#### Work task
This task calls for copying each line below that contains "hashes".

#### Exercise material
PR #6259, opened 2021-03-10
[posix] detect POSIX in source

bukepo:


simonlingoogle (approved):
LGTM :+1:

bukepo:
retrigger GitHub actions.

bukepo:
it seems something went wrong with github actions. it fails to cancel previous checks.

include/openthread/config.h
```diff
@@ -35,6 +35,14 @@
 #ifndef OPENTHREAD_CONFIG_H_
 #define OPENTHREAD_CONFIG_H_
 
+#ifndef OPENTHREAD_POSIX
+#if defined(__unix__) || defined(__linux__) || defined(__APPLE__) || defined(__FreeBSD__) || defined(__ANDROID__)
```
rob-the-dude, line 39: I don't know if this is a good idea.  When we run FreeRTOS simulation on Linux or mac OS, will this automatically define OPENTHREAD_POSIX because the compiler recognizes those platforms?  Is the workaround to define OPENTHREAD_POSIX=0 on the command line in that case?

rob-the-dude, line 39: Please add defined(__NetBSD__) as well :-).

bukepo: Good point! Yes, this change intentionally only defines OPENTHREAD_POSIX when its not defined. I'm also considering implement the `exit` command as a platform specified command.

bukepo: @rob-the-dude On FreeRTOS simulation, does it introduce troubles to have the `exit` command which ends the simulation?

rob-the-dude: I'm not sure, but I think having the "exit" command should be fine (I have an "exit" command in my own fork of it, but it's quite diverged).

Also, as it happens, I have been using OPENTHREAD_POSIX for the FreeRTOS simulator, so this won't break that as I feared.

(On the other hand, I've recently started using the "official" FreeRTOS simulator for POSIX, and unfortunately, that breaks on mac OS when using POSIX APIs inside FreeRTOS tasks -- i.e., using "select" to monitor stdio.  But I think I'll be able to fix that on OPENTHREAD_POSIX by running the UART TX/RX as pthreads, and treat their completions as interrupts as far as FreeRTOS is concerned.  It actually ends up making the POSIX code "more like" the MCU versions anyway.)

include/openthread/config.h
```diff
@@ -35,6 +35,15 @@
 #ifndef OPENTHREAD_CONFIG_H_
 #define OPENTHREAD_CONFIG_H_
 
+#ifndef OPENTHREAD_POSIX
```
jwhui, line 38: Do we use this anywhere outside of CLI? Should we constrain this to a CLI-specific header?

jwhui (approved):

* * *

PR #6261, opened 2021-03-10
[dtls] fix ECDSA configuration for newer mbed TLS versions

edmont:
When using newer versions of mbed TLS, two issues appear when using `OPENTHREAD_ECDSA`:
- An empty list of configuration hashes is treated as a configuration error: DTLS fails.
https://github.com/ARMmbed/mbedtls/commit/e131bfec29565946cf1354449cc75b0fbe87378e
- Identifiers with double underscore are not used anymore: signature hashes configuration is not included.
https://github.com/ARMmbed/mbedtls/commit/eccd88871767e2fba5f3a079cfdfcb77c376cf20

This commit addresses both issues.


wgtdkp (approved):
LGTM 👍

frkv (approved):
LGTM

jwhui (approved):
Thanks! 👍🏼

...

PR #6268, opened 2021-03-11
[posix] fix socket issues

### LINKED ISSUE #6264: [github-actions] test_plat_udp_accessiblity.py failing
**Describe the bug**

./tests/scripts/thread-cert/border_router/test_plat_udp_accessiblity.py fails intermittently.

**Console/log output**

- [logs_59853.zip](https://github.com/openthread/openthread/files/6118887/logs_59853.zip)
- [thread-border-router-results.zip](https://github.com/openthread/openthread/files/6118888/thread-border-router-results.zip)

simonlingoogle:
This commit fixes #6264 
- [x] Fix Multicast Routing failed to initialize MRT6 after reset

#### Solved exercise
- An empty list of configuration hashes is treated as a configuration error: DTLS fails.
- Identifiers with double underscore are not used anymore: signature hashes configuration is not included.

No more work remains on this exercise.